The line containing "### setup-dev" marks the end: quote every line from the start of the records below through it, word for word.

Material provided: Begin

PR #3004, opened 2023-02-13
Ansible and setup-dev

amcmanus:
## Overview
This PR begins the transition from using shell-scripts and Makefile configs to configure operating system level concerns, e.g. users, filesystems, packages, etc...

### Ansible
Ansible and any dependencies are installed via the new `script/install-ansible.sh` script. This is kept as minimal as possible so all future system changes are done via Ansible instead of more scripts/Makefiles. 

### setup-dev
I have kept `script/setup-dev` to minimize changes to documentation and developer processes, but the script now calls the appropriate Ansible playbook to manage Node and any dependencies. 

### Misc
This also begins our effort to bring consistency across the `vxsuite` and `vxsuite-complete-system` repos. We will be able to use/re-use Ansible playbooks within this repo elsewhere, helping ensure consistency in our build processes, regardless of repo.


ansible/playbooks/setup-node.yaml
```diff
@@ -0,0 +1,42 @@
+---
+- name: Install Node and other dependencies
+  hosts: 127.0.0.1
+  connection: local
+  become: true
+
+  vars:
+    node_version: "16.*"
```
carolinemodic, line 8: I think there was some very subtle behavior difference people were getting running unit tests between minor versions of node. Is it possible in ansible to specify a more specific version or do we have to just live with 16.* (same question for pnpm version but I don't think we've had any issue there)

script/setup-dev
```diff
@@ -1,57 +1,17 @@
...
-### Note: To update the version of NodeJS, update the `.node-version` file at
-### the root of the repository and add `hashes/node-v*.sha256` files for the
-### new version.
+# This used to install node and other dependencies.
+# That functionality has been migrated to Ansible.
+# This script now simply calls that functionality.
 
 set -euo pipefail
 
 DIR="$( cd "$( dirname "${BASH_SOURCE[0]}" )" && pwd )"
```
carolinemodic, line 9: is there any harm in calling setup_ansible in here as well? I guess I'm wondering for VxDev where this script is automatically called, but they don't have ansible installed yet (we could also just make the update_code script in VxDev call install_ansible)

Material provided: End

**Exercise output:**
PR #3004, opened 2023-02-13
Ansible and setup-dev

amcmanus:
## Overview
This PR begins the transition from using shell-scripts and Makefile configs to configure operating system level concerns, e.g. users, filesystems, packages, etc...

### Ansible
Ansible and any dependencies are installed via the new `script/install-ansible.sh` script. This is kept as minimal as possible so all future system changes are done via Ansible instead of more scripts/Makefiles. 

### setup-dev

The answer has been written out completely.